What the task requires = Below is a listing; repeat exactly the lines from the one containing "rhelmer, line 129: 💯" to the one containing "mansaj: Yea let me rework this", both included.

Exercise material =
PR #4763, opened 2024-07-08
Mntor-3355: integration with e2e, support for email hash based mock-data retrieval

mozilloid:
# References:

Jira: MNTOR-3355, MNTOR-3140, MNTOR-3141
Figma:

# Description
Mock Endpoints finalized, with emails as environment variables based data retrieval.

# Screenshot (if applicable)

Not applicable.

# How to test


rhelmer (changes requested):
The stack trace is from minified source but I suspect the error you're seeing here is from: https://github.com/mozilla/blurts-server/blob/2c2c009bc4c44fb6bd0cded3641ceda7c8c714e5/src/utils/hibp.js#L68

The problem is probably that the test server isn't running on the IP address and/or port that is configured. The reason the error message is so confusing here is that:

1. it uses the old deprecated `InternalServerError` object, which in the pre-NextJS app (ExpressJS) translated these into HTTP errors automatically
2. it is attempted to localize the error message, which as a practice I think doesn't make much sense to do because the user should generally never see this
3. (2) is calling the deprecated `getMessage` l10n function but it's failing for some reason 

I'll make sure we have a ticket in the tech debt backlog to fix (1), for the purposes of this bug I'd suggest changing `InternalServerError(getMessage(...)` in `src/utils/hibp.js` to just return `InternalServerError(...)` and see if that gives you better error messages.

We should also move away from `InternalServerError` altogether but I see it is used a ton in the oldest pre-TS/Next code (`src/db` and `src/utis`) which is why I'm filing that in the backlog, feels like a bigger task to refactor all of that.

PR #4777, opened 2024-07-08
MNTOR-3353: add refresh token logic to session management

mansaj:
# References:

Jira: MNTOR-3353

# Description
- Adding refresh token fetching logic to next-auth
- The expiry / tokens are stored in the db

# Test

## Test for refresh token

- run `db:migration` and make sure the `fxa_session_expiry` col exists
- If the column is empty, login and see that the session expiry should be an hour in the future
- Change the time to be some time in the past OR set it to null 
- Go to dashboard, watch the session refresh, come back to the table and check on the session field again, it should have refreshed
- The access token should have also been refreshed

## Test for refresh fail

- empty out the columns `fxa_session_expiry`, `fxa_access_token`, and `fxa_refresh_token` columns in the `subscribers` table
- navigate to either dashboard or settings
- it should automatically log the user out and prompt a relogin


mansaj:
One thing I'm trying to figure out is where to add the client side of the session error to force re-sign in.
I'm thinking maybe in the dashboard (and settings), have a `useSession` and try to detect that error. If I see the error, then redirect?

src/app/api/utils/auth.ts
```diff
@@ -222,7 +226,43 @@ export const authOptions: AuthOptions = {
       }
       if (token.subscriber) {
         session.user.subscriber = token.subscriber;
+
+        // refresh token
+        const dbFxATokens = await getFxATokens(token.subscriber.id);
+        if (
+          !dbFxATokens.fxa_session_expiry ||
+          dbFxATokens.fxa_session_expiry.getTime() < Date.now()
+        ) {
```
pdehaan, line 235: I think the `getFxATokens()` can return `null` which might explode these if we're trying to access props on a null object.

src/db/tables/subscribers.js
```diff
@@ -148,6 +150,49 @@ async function updateFxAData (subscriber, fxaAccessToken, fxaRefreshToken, fxaPr
...
+    .update({
+      fxa_access_token: fxaAccessToken,
+      fxa_refresh_token: fxaRefreshToken,
+      fxa_session_expiry: new Date(sessionExpiredAt),
+      // @ts-ignore knex.fn.now() results in it being set to a date,
+      // even if it's not typed as a JS date object:
+      updated_at: knex.fn.now(),
+    })
+    .returning('*')
+  const updatedSubscriber = Array.isArray(updated) ? updated[0] : null
```
pdehaan, line 176: Is it possible that `updated` can be an empty array?
Although i think accessing `[0]` on an empty array just returns `undefined` and doesn't throw an error.

src/utils/fxa.js
```diff
@@ -73,6 +73,41 @@ async function revokeOAuthTokens(subscriber) {
...
+                  grant_type: "refresh_token",
+                  refresh_token: refreshToken,
+                  ttl: 604800, // request 7 days ttl
+                }),
+                method: "POST",
+              
+    })
+
+    const responseTokens = await postResp.json();
+    if (!postResp.ok) throw responseTokens;
```
pdehaan, line 99: What does this line do? What would `postResp.json()` return that would be `throw`able on a non-`ok` response?

src/utils/fxa.js
```diff
@@ -249,6 +284,7 @@ function getSha1(email) {
 }
 
 export {
+  refreshOauthTokens,
```
pdehaan, line 287: Nit: should be `*OAuth*` to match L288-289.

src/app/api/utils/auth.ts
Vinnl: Ah great eye, and that's another advantage of using `.first()` instead of `.select()` in that query - then TS would've warned us of this.

src/app/api/utils/auth.ts
```diff
@@ -222,7 +226,43 @@ export const authOptions: AuthOptions = {
       }
       if (token.subscriber) {
         session.user.subscriber = token.subscriber;
+
+        // refresh token
+        const dbFxATokens = await getFxATokens(token.subscriber.id);
+        if (
+          !dbFxATokens.fxa_session_expiry ||
+          dbFxATokens.fxa_session_expiry.getTime() < Date.now()
```
Vinnl, line 234: Maybe we should try rotating it if it expires soon, rather than when it has already expired? Since sessions have a lifetime as well in which the token can expire.

```suggestion
          dbFxATokens.fxa_session_expiry.getTime() < (Date.now() - 5 * 60 * 1000)
```

src/app/api/utils/auth.ts
```diff
@@ -209,7 +213,7 @@ export const authOptions: AuthOptions = {
       }
       return token;
     },
-    session({ session, token }) {
+    async session({ session, token }) {
```
Vinnl, line 216: Shouldn't refreshing the access token happen in the `jwt` callback? As I understand it, the session callback gets called pretty often, so hitting the database there can cause pretty heavy load. And the JWT would still contain the expired access token.

Vinnl (commented):
Could you add a "How to test" section? I'm unsure how to tell now whether this works as intended.

The most important thing that I think needs changing is doing this check when constructing the JWT, rather than when validating the session, since the latter happens pretty often.

src/utils/fxa.js
mansaj: I recently saw this as a code example on the next-auth doc. So basically it's a short hand for us to throw the correct error (.json() actually contains the error when the response isn't `ok`). In other places of our code, we'd do this whole dance of checking for `.ok` first and then do like a `.status` or `.text`. This is probably a way cleaner and better approach

src/app/api/utils/auth.ts
```diff
@@ -144,6 +147,7 @@ export const authOptions: AuthOptions = {
             profile.locale,
             account.access_token,
             account.refresh_token,
+            account.expires_at,
```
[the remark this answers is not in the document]
mansaj: The other line would catch it if this is null/undefined. I think it's a bit redundant to have that in two places

src/app/api/utils/auth.ts
mansaj: So there are two approaches to this. The database route is a bit heavy, but it's also a bit safer. It's outlined in the next-auth doc. 

We've traditionally opted for storing the sessions etc the database (prior to moving to next-auth). We were also using redis for session management. I think it should be an either-or situation

src/app/api/utils/auth.ts
mansaj: I simplified it a little bit so it uses first() and null check.

`first()` won't throw an error, it would just return `undefined` if it's not available

src/app/api/utils/auth.ts
mansaj: I don't know if we should artificially set a time (not really a best practice)
I think the point is to let sessions expire and potentially force a refresh or relogin

src/app/api/utils/auth.ts
Vinnl: Oh yeah, I'm not saying not going the database route, but doing it less often? I think the session gets refreshed about every minute when the user has a tab open, at least when an app is using the JWT session strategy - which Monitor does.

We could consider switching to the database session strategy, in which case I think the session callback will be called less often and doing the refresh there makes sense, but if we don't do that, I'd be afraid we'll be hammering our DB too much. But I'm not a back-end engineer, so I'll defer to your judgment :)

src/app/api/utils/auth.ts
Vinnl: I guess the question is: how do we do that? Are we going to refresh the session every time an API request to FxA fails with the relevant status code? Since this callback won't necessarily automatically get called when the session expires.

rhelmer: > I guess the question is: how do we do that? Are we going to refresh the session every time an API request to FxA fails with the relevant status code? Since this callback won't necessarily automatically get called when the session expires.

Yes I am wondering that too... I'm not sure what is going to trigger this `session` callback if e.g. a `fetch` to some API (like subscriptions details) fails.

rhelmer (changes requested):
Sounds like from talking this morning that you're going to investigate switching over to the [database strategy](https://authjs.dev/guides/refresh-token-rotation#database-strategy) - I think that will make things a lot clearer, since we're sort-of using both strategies right now.

src/db/tables/subscribers.js
mansaj: updated it with a length check

src/app/functions/server/applyCoupon.ts
```diff
@@ -67,8 +67,7 @@ export async function checkCurrentCouponCode(
   const currentCouponCode = process.env.CURRENT_COUPON_CODE_ID;
   if (!currentCouponCode) {
     logger.error(
-      "fxa_check_coupon_failed",
-      "Coupon code ID is not set. Please set the env var: CURRENT_COUPON_CODE_ID",
+      "fxa_check_coupon_failed: Coupon code ID is not set. Please set the env var: CURRENT_COUPON_CODE_ID",
```
rhelmer, line 70: Do you know what this looks like in the logging console? Is it possible to still look these up with `jsonPayload.message='fxa_check_coupon_failed'` or does the second argument need to be an object?

src/app/functions/server/checkSession.ts
```diff
@@ -18,6 +18,9 @@ export function checkSession(session: Session | null) {
   } else if (!session.user.subscriber.id) {
     logger.warn("no_subscriber_id_in_session", { session });
     return false;
+  } else if (session.error === "RefreshAccessTokenError") {
+    console.error("Refreshing access token failed... require login again");
```
rhelmer, line 22: Why `console` and not `logger` here? I think structured logging is better in general in newer code unless we can't for some reason (e.g. it doesn't support JS using it directly)

src/utils/fxa.js
```diff
@@ -88,13 +123,12 @@ async function getSubscriptions(bearerToken) {
...
+    const resp = getResp.json()
+    if (!getResp.ok) throw resp;
 
-    if (!getResp.ok) {
-      throw new InternalServerError(`bad response: ${getResp.status}`)
-    } else {
-      console.info(`get_fxa_subscriptions: success`)
-      return await getResp.json()
-    }
+    console.info(`get_fxa_subscriptions: success`)
```
rhelmer, line 129: 💯 FYI I filed a ticket in backlog to find and fix all of these (we have a ton of call sites in old JS code that look like this), but I am in favor of fixing when it's in the way too.

rhelmer (changes requested):

src/app/functions/server/checkSession.ts
mansaj: Copy pasted, will fix

src/app/functions/server/applyCoupon.ts
mansaj: Yea let me rework this

mansaj: I think the second arg needs to be an obj, it wasn't showing. That's why I appended it to the first arg

mansaj:
@rhelmer one thing we'd want to do in stage is to load test this for database connection (we will be checking db pretty frequently with the session changes). I'm optimistic that most of it should just be `get` and not `update` but it'd be nice to see

rhelmer (approved):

Task solution =
rhelmer, line 129: 💯 FYI I filed a ticket in backlog to find and fix all of these (we have a ton of call sites in old JS code that look like this), but I am in favor of fixing when it's in the way too.

rhelmer (changes requested):

src/app/functions/server/checkSession.ts
mansaj: Copy pasted, will fix

src/app/functions/server/applyCoupon.ts
mansaj: Yea let me rework this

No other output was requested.